(Problem requirements): Repeat, exactly as written, the lines of the records below from the first through the line with "addInBatch = groupedChanges.getProposedAdds(change.recordKey)", but none past it.

[Collected data]

________________________

PR #1553, opened 2026-09-07
Fix Multiple deleteRecordSet Batch Failure

### LINKED ISSUE #1542: Batch Change Failure When Multiple DeleteRecordSet Entries Target the Same RecordSet With Invalid Record Data
A batch DNS change request fails when it contains multiple DeleteRecordSet operations for the same DNS record and one or more delete entries reference record data that does not exist in the target RecordSet.

Although initially observed with IPv6 PTR records, the issue appears to affect all record types that use the common DeleteRecordSet processing path.

Impact

When a batch contains multiple delete operations against the same RecordSet, VinylDNS combines them into a single RecordSet change. If one of the requested deletions references non-existent record data, the combined update can result in an empty record set (records=List()), causing the DNS backend to reject the update.

Example Failure

Batch Request

Record 1:
Type: PTR
Name: FD69:27cc:fe92:2000::25
Record Data: vinyldns.io.

Record 2:
Type: PTR
Name: FD69:27cc:fe92:2000::25
Record Data: test.vinyldns.io. (does not exist)

Result
Batch change status: Failed

Sokitha-21:
Fixes #1542.
JIRA: VDNS-442

**Root Cause:**
When multiple `DeleteRecordSet` operations target the same RecordSet, VinylDNS combines them into a single RecordSet change. If one delete request contains record data that does not exist the combined change can result in an empty RecordSet (`records=List()`), which is rejected by the DNS backend.

**Fix**
Updated the `DeleteRecordSet` handling to intersect the requested record data with the existing records before generating the RecordSet change. This prevents non-existent record data from producing an invalid empty RecordSet update.
Non-existent PTR deletion requests are now treated as no-ops (record does not exist) instead of being included in the shared RecordSet change.

### DIFF
--- a/modules/api/src/main/scala/vinyldns/api/domain/batch/BatchChangeValidations.scala
+++ b/modules/api/src/main/scala/vinyldns/api/domain/batch/BatchChangeValidations.scala
@@ -357,7 +357,11 @@ class BatchChangeValidations(
     }
 
     val addInBatch = groupedChanges.getProposedAdds(change.recordKey)
-    val isSameRecordUpdateInBatch = recordData.nonEmpty && addInBatch.contains(RecordData.fromString(recordData, change.inputChange.typ).get)
+    val requestedDeletes = groupedChanges.getRequestedDeleteRecordData(change.recordKey)
+    val isSameRecordUpdateInBatch =
+      recordData.nonEmpty &&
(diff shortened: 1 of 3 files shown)


Sokitha-21:
image
Attached image for reference.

________________________

(Answer to the exercise):
PR #1553, opened 2026-09-07
Fix Multiple deleteRecordSet Batch Failure

### LINKED ISSUE #1542: Batch Change Failure When Multiple DeleteRecordSet Entries Target the Same RecordSet With Invalid Record Data
A batch DNS change request fails when it contains multiple DeleteRecordSet operations for the same DNS record and one or more delete entries reference record data that does not exist in the target RecordSet.

Although initially observed with IPv6 PTR records, the issue appears to affect all record types that use the common DeleteRecordSet processing path.

Impact

When a batch contains multiple delete operations against the same RecordSet, VinylDNS combines them into a single RecordSet change. If one of the requested deletions references non-existent record data, the combined update can result in an empty record set (records=List()), causing the DNS backend to reject the update.

Example Failure

Batch Request

Record 1:
Type: PTR
Name: FD69:27cc:fe92:2000::25
Record Data: vinyldns.io.

Record 2:
Type: PTR
Name: FD69:27cc:fe92:2000::25
Record Data: test.vinyldns.io. (does not exist)

Result
Batch change status: Failed

Sokitha-21:
Fixes #1542.
JIRA: VDNS-442

**Root Cause:**
When multiple `DeleteRecordSet` operations target the same RecordSet, VinylDNS combines them into a single RecordSet change. If one delete request contains record data that does not exist the combined change can result in an empty RecordSet (`records=List()`), which is rejected by the DNS backend.

**Fix**
Updated the `DeleteRecordSet` handling to intersect the requested record data with the existing records before generating the RecordSet change. This prevents non-existent record data from producing an invalid empty RecordSet update.
Non-existent PTR deletion requests are now treated as no-ops (record does not exist) instead of being included in the shared RecordSet change.

### DIFF
--- a/modules/api/src/main/scala/vinyldns/api/domain/batch/BatchChangeValidations.scala
+++ b/modules/api/src/main/scala/vinyldns/api/domain/batch/BatchChangeValidations.scala
@@ -357,7 +357,11 @@ class BatchChangeValidations(
     }
 
     val addInBatch = groupedChanges.getProposedAdds(change.recordKey)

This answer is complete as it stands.